'''

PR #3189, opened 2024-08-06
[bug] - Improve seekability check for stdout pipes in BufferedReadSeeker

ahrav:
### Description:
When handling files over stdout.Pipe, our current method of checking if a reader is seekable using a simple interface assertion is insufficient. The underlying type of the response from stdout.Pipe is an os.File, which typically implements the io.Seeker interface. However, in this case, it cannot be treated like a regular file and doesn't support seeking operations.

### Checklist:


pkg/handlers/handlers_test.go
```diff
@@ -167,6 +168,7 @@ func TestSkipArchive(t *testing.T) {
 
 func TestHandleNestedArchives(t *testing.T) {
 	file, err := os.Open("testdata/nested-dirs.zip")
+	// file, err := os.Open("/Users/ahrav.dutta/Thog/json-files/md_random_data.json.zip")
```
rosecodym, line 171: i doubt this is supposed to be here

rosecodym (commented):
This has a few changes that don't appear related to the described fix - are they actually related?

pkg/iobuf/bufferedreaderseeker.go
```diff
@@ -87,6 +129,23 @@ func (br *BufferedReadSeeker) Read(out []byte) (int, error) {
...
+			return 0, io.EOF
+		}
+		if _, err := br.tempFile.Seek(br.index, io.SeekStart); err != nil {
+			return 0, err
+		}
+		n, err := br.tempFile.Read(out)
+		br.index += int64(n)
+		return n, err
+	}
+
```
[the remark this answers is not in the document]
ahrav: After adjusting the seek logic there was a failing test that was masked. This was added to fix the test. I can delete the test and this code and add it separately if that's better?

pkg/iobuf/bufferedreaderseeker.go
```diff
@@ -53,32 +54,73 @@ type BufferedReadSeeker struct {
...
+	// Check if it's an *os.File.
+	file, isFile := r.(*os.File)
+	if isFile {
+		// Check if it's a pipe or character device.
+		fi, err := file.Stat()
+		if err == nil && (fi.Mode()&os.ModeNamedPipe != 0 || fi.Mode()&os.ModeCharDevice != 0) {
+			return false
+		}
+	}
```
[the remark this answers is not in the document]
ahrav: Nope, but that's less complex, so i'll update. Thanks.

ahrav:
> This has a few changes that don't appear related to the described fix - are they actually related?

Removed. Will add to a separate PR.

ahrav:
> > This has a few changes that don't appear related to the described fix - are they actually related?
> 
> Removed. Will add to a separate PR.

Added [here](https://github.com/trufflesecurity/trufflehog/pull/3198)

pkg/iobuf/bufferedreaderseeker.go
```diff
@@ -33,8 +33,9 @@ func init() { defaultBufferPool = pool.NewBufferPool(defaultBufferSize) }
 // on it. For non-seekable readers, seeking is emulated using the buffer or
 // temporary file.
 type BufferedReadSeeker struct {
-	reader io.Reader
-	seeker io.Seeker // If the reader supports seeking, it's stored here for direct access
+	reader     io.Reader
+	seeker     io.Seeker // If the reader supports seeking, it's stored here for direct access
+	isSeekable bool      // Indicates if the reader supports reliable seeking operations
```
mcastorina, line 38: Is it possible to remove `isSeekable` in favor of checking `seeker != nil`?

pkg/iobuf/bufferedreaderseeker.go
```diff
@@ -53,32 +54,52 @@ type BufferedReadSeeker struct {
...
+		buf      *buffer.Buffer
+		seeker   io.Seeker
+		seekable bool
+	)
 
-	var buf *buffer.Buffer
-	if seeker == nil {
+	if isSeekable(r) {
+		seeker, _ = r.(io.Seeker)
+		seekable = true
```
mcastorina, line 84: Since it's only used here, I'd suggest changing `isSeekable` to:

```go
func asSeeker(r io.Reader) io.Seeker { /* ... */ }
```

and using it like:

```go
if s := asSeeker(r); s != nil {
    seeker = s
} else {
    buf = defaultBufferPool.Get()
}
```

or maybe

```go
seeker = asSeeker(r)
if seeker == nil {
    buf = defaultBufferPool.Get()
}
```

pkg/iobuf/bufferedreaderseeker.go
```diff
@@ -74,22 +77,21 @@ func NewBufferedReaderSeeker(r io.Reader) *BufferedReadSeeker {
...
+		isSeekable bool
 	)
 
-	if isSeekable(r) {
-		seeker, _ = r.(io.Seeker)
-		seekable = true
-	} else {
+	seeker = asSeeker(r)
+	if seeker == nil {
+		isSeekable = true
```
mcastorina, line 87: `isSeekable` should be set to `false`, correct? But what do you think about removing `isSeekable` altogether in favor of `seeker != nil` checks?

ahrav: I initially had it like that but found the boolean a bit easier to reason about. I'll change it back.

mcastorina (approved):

'''
'''

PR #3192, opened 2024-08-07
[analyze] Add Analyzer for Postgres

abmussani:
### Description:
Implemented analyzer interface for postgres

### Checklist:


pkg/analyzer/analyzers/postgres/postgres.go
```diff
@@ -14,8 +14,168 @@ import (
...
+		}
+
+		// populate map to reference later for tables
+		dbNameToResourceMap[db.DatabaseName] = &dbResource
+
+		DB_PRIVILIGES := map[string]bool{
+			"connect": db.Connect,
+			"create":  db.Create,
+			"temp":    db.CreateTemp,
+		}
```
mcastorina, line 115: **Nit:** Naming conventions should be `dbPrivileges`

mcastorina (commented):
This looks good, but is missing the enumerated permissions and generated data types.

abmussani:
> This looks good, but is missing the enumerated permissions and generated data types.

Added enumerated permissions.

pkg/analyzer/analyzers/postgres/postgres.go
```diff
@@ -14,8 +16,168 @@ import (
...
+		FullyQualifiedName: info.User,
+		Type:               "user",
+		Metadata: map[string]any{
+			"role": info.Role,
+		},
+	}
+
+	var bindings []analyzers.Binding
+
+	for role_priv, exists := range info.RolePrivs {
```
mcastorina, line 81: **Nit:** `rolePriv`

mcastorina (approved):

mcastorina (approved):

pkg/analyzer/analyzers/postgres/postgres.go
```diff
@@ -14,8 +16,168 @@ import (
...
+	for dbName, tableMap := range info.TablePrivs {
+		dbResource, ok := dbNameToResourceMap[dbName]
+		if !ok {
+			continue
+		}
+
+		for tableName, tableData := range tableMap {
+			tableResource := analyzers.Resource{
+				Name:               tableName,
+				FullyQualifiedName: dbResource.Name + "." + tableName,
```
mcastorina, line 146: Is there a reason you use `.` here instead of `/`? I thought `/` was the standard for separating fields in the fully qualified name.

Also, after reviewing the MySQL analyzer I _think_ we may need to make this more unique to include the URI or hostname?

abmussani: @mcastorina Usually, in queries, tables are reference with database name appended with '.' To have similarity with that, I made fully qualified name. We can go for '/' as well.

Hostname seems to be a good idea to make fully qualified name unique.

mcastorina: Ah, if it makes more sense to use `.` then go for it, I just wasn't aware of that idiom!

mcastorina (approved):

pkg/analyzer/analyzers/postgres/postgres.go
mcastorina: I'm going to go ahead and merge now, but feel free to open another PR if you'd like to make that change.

'''
'''

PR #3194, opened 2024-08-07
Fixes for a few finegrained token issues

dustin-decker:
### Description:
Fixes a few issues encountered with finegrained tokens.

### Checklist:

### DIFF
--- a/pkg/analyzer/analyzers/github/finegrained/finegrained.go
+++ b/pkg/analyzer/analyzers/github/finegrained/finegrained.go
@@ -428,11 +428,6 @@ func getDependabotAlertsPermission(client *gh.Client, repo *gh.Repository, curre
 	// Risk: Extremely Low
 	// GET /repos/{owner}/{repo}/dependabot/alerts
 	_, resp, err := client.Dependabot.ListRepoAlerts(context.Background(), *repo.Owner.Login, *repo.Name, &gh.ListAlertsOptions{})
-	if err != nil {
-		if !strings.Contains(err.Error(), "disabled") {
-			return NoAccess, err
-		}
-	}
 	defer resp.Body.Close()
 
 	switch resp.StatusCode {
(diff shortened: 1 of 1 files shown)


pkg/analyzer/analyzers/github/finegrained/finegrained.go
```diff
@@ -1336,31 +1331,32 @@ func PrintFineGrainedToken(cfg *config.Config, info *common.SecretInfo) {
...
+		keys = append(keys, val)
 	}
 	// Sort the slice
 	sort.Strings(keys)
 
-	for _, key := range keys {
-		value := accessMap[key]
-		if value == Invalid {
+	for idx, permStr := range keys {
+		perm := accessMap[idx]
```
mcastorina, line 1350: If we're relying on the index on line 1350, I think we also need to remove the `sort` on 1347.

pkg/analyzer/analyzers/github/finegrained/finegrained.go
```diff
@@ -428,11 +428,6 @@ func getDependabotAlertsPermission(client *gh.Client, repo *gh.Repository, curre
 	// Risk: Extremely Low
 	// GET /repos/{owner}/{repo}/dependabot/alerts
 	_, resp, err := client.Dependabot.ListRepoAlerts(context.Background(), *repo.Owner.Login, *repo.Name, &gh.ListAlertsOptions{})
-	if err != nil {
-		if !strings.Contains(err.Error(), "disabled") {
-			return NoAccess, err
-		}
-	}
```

'''

▶ What to work on
Show every line from the entries above in which "struct" appears.

▶ Result of the task
@@ -53,32 +54,73 @@ type BufferedReadSeeker struct {
 type BufferedReadSeeker struct {
@@ -53,32 +54,52 @@ type BufferedReadSeeker struct {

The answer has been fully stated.